PR #4372, opened 2019-11-09
chore:Prettier 1.19.0

manueliglesias:
_Issue #, if available:_
N/A

_Description of changes:_
Upgrade to prettier 1.19.0 so we can start using TypeScript 3.7 features without prettier complaining.

Tested with a small usage of `??` and verifying that the pre-commit hook handled it fine

### DIFF
--- a/packages/api/package.json
+++ b/packages/api/package.json
@@ -31,9 +31,7 @@
     "url": "https://github.com/aws/aws-amplify/issues"
   },
   "homepage": "https://aws-amplify.github.io/",
-  "devDependencies": {
-    "prettier": "^1.7.4"
-  },
+  "devDependencies": {},
   "dependencies": {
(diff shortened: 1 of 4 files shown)


packages/api/package.json
```diff
@@ -31,9 +31,7 @@
     "url": "https://github.com/aws/aws-amplify/issues"
   },
   "homepage": "https://aws-amplify.github.io/",
-  "devDependencies": {
-    "prettier": "^1.7.4"
-  },
+  "devDependencies": {},
```
Amplifiyer: can we just delete this?

manueliglesias: Sure, I just left it the way yarn left it after running a `yarn remove prettier` from the packages with:

```
npx lerna exec yarn remove prettier
```

PR #4399, opened 2019-11-14
fix(@aws-amplify/auth): throw error on handleAuthResponse catch block

### LINKED ISSUE #4004: Wrong error reported from signIn_failure on 1.1.39-unstable.4
Hi amplify team, I participated in this issue #3932 a few days ago.
I created this new issue because the previous one was closed by this pr # 3993.

**Describe the bug**
I'm testing the 1.1.39-unstable.4 version of the aws-amplify package and the bug is kind of fixed, because there is no longer a react white screen for unhandled rejection, but the catch on OAuth/OAuth.ts on handleAuthResponse method is not throwing the error, just logging. 
What happens there is that the method returns undefined on Auth.ts line 1564 and that triggers the catch on private _handleAuthResponse method on Auth.ts with a new error (because javascript can't get accessToken from undefined). That's the error we get on signIn_failed event, so we lose the proper error_description that comes in the URL.

**To Reproduce**
1. Enter the amplify react app with a URL like: http://localhost:3000/somePage#error_description=PreSignUp+failed+with+error+SOME_CUSTOM_ERROR_FROM_PRE_SIGNUP_TRIGGER.+&state=someStateHash&error=invalid_request
2. Catch signIn_failure event, the data.message there is: "Cannot read property 'accessToken' of undefined"
3. The console logs the correct error, the same as error_description.

**Expected behavior**
I think the proper behavior should be to log the error on OAuth.ts handleAuthResponse but also throw it, so Auth.ts private _handleAuthResponse gets it in the catch and triggers the failure events with the proper error, that way I can catch it and give some feedback to the user regarding that custom error. That would also prevent the undefined return.

**Additional context**
Same as #3932 but with aws-amplify@1.1.39-unstable.4

rabellino12:
_Issue #4004 

_Description of changes:_

This pr closes #4004, it contains a quick fix for a bug preventing the correct error from being catched
somewhere else in the application, because handleAuthResponse returned undefined in case of error. Now with the `throw e` line, the correct error is sent.


HMilbradt:
Is something holding up merging this PR?  We're currently running into this

ribeirojose:
Does anyone suggest a workaround for this before the PR is merged?

rabellino12:
Thank you too @ericclemmons ! :+1:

**Aim of the exercise**. An exact restatement of all the entries above is needed.

**Reply**.
PR #4372, opened 2019-11-09
chore:Prettier 1.19.0

manueliglesias:
_Issue #, if available:_
N/A

_Description of changes:_
Upgrade to prettier 1.19.0 so we can start using TypeScript 3.7 features without prettier complaining.

Tested with a small usage of `??` and verifying that the pre-commit hook handled it fine

### DIFF
--- a/packages/api/package.json
+++ b/packages/api/package.json
@@ -31,9 +31,7 @@
     "url": "https://github.com/aws/aws-amplify/issues"
   },
   "homepage": "https://aws-amplify.github.io/",
-  "devDependencies": {
-    "prettier": "^1.7.4"
-  },
+  "devDependencies": {},
   "dependencies": {
(diff shortened: 1 of 4 files shown)


packages/api/package.json
```diff
@@ -31,9 +31,7 @@
     "url": "https://github.com/aws/aws-amplify/issues"
   },
   "homepage": "https://aws-amplify.github.io/",
-  "devDependencies": {
-    "prettier": "^1.7.4"
-  },
+  "devDependencies": {},
```
Amplifiyer: can we just delete this?

manueliglesias: Sure, I just left it the way yarn left it after running a `yarn remove prettier` from the packages with:

```
npx lerna exec yarn remove prettier
```

PR #4399, opened 2019-11-14
fix(@aws-amplify/auth): throw error on handleAuthResponse catch block

### LINKED ISSUE #4004: Wrong error reported from signIn_failure on 1.1.39-unstable.4
Hi amplify team, I participated in this issue #3932 a few days ago.
I created this new issue because the previous one was closed by this pr # 3993.

**Describe the bug**
I'm testing the 1.1.39-unstable.4 version of the aws-amplify package and the bug is kind of fixed, because there is no longer a react white screen for unhandled rejection, but the catch on OAuth/OAuth.ts on handleAuthResponse method is not throwing the error, just logging. 
What happens there is that the method returns undefined on Auth.ts line 1564 and that triggers the catch on private _handleAuthResponse method on Auth.ts with a new error (because javascript can't get accessToken from undefined). That's the error we get on signIn_failed event, so we lose the proper error_description that comes in the URL.

**To Reproduce**
1. Enter the amplify react app with a URL like: http://localhost:3000/somePage#error_description=PreSignUp+failed+with+error+SOME_CUSTOM_ERROR_FROM_PRE_SIGNUP_TRIGGER.+&state=someStateHash&error=invalid_request
2. Catch signIn_failure event, the data.message there is: "Cannot read property 'accessToken' of undefined"
3. The console logs the correct error, the same as error_description.

**Expected behavior**
I think the proper behavior should be to log the error on OAuth.ts handleAuthResponse but also throw it, so Auth.ts private _handleAuthResponse gets it in the catch and triggers the failure events with the proper error, that way I can catch it and give some feedback to the user regarding that custom error. That would also prevent the undefined return.

**Additional context**
Same as #3932 but with aws-amplify@1.1.39-unstable.4

rabellino12:
_Issue #4004 

_Description of changes:_

This pr closes #4004, it contains a quick fix for a bug preventing the correct error from being catched
somewhere else in the application, because handleAuthResponse returned undefined in case of error. Now with the `throw e` line, the correct error is sent.


HMilbradt:
Is something holding up merging this PR?  We're currently running into this

ribeirojose:
Does anyone suggest a workaround for this before the PR is merged?

rabellino12:
Thank you too @ericclemmons ! :+1:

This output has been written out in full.